Let’s be honest: We’ve all felt that little bit of surprise as we’re landing at our destination and hear the ‘ding’ from a cell phone that’s clearly not in airplane mode. Maybe it’s yours? Whoever it is, someone in the cabin has garnered the disdain of the flight crew for not following a simple instruction: “All cellular devices must be placed in airplane mode.” RELATED: Another Reason to Switch Your Phone to Airplane Mode
But let’s be curious for a second, why does it REALLY matter whether we place our phones in airplane mode? Well, there is one very important reason airlines, the FAA and the FCC require your phones to be in airplane mode, and there’s another reason you probably want it to be in airplane mode as well. Let’s look at both.
Our cell phones emit electromagnetic radiation in the form of radio waves. When you place a call, the waves move at a specific frequency to make contact with a nearby cellular tower. The call is then relayed between towers to your recipient. Easy enough.
The further you get away from these towers, the more intensely your phone searches for a signal, sending out these waves and expending a lot of energy in the process (we will discuss that further momentarily). Think of it like speaking to someone. When you’re close together, it’s easy to hear and to speak. Further away, the person speaking must yell in order to be heard. It exerts a lot of effort.
So, what does this have to do with flying? Well, when we fly, we are a long distance away from the closest cell tower, as some flights take place over seven miles in the sky. Without airplane mode on, your phone is sitting in your pocket, desperately searching for a signal, and expending tremendous energy to find it. This causes it to burn through the battery, but also causes other difficulties that are arguably more significant than a dead iPhone.
The primary difficulty this creates is when phones suddenly connect and disconnect from towers as you fly past, they can create bursts of radio waves, which cause interference to other electrical devices, namely, the airplane’s communication and navigation radios. This is the main reason crews ask that you place your phone on airplane mode.
What does this interference sound like? It truthfully sounds like a buzzing or humming over our communication radios and can be quite distracting. This is because there are a limited number of frequencies for these radio waves and some can interfere with one another.
Also, when your phone does manage to locate and connect to a tower, it may actually connect to several towers at once. This can tie up the network for other users on the ground.
For the reason you should want to put your phone on airplane mode anyway, consider this scenario:
You’ve arrived home in Los Angeles after a flight from New York. After the plane lands, you reach into your pocket to fish out your phone. After all, you need to see how long the wait for an Uber is going to be. That’s when you have the awful realization: your phone is DEAD. Not dying, dead. In all the hustle of leaving JFK, you forgot to put your phone on airplane mode. And for the whole flight, it was desperately searching for a signal, exhausting itself to find a connection, until it had nothing left to give and shut down. How are you going to catch an Uber now? Good luck finding an open outlet to charge it in LAX! And even if you do, should you use it? Don’t use an airport charging station without using this device.

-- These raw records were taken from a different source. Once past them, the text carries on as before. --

PR #120, opened 2015-07-21
Change Set Timeout to accept dictionary of timeouts

andreastt:
This changes some characteristics about the Set Timeout command.
It will not complain about unknown timeout members on the dictionary
it receives, but will complain about the data sanity of the value
attached to known timeouts, listed in the new table of session
timeouts.

### DIFF
--- a/webdriver-spec.html
+++ b/webdriver-spec.html
@@ -1273,7 +1273,7 @@ code a:visited, code a:link {
 
    <li><p>If <var>timeout</var> is of the
    <code><a href=http://www.ecma-international.org/ecma-262/5.1/#sec-4.3.19>Number</a></code> type
-   and a positive integer,
+   and a non-negative integer,
    set the <var>type</var> timeout to
    <var>timeout</var>’s value in milliseconds.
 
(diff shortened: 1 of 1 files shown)


webdriver-spec.html
```diff
@@ -1208,57 +1208,83 @@
...
+    an <a href=http://www.ecma-international.org/ecma-262/5.1/#sec-4.3.30>own property</a>
+    <var>identifier</var>, continue to the next entry.
+
+   <li><p>Let <var>timeout</var> be the result of
+    <a>getting a property</a> using <var>identifier</var>
+    from <var>parameters</var>.
+
+   <li><p>If <var>timeout</var> is of the
+   <code><a href=http://www.ecma-international.org/ecma-262/5.1/#sec-4.3.19>Number</a></code> type
+   and a positive integer,
```
AutomatedTester: Resetting a timeout should happen if we are are given 0 so limiting it to positive integers means we can't reset it.

andreastt: Good point and well spotted. I'll address that in a follow up.

andreastt: Changed it to "non-negative integer", which was suggested by Wikipedia.

AutomatedTester:
landed in 09bd2c5

PR #123, opened 2015-07-23
Makes Modals and following chapters top-level chapters

andreastt:
Otherwise no function changes.


AutomatedTester:
landed in 9f30f44

PR #125, opened 2015-07-24
Fix some errors in the algorithm of parsing capabilities

sevaseva:


sevaseva:
This fixes several tiny issues making this algorithm ... not achieving what it's meant to.

E.g. if "<var>unprocessed capabilities</var> be a JSON List that contains <var>required capabilities</var> and <var>desired capabilities</var>" then <var>unprocessed capabilities</var> will always have exactly two elements in the list. et cetera.

sevaseva:
So I was reviewing f05cbd4f94c05d17d1adef698dff319972bcbcee and decided to sent a couple of PRs including this.

I do think this part of the spec is going too low level in spelling out algorithms.

Two more issues this PR does NOT fix (and I don't plan to send PRs to fix them):

1. <var>server capabilities</var> is only ever assigned to once, and the assigned value is not a specific value. (Let <var>server capabilities</var> be a JSON Object with the following entries:..). The algorithm then never modify that assigned value. Then the algorithm goes ahead and returns <var>server capabilities</var>. What does it return?

2. "append a string" substring (case insensitive) appears in this document (both times in this capabilities algorithm) twice. In both cases it is unclear, at least to me, where the string is being appended *to*.

AutomatedTester:
Seva,

Can you raise bugs for those and I will look into them. Thanks for the PR

AutomatedTester:
landed in 3249a56

PR #126, opened 2015-07-24
More validation fixes

andreastt:

PR #127, opened 2015-07-24
Issue exit code reflecting output from validator

andreastt:
Replaces _Makefile_ with a validation script that uses the correct exit code.


andreastt:
We are expecting this PR to fail the checks until #126 is merged.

Like I said, our phones waste a ton of energy searching for a signal when you are far away from a tower. That leads to accelerated battery drainage and potentially a dead battery. So, the best way to prevent this is to place your phone on airplane mode.
But more than that, operating cell phones in-flight can create communication distraction for the flight crew, tie-up multiple towers blocking other users from accessing them and create bursts of radio waves when they do suddenly connect and disconnect. And that’s in addition to finding yourself with a dead phone at your destination.
However, each of these issues can be avoided by opening your phone and simply turning airplane mode on.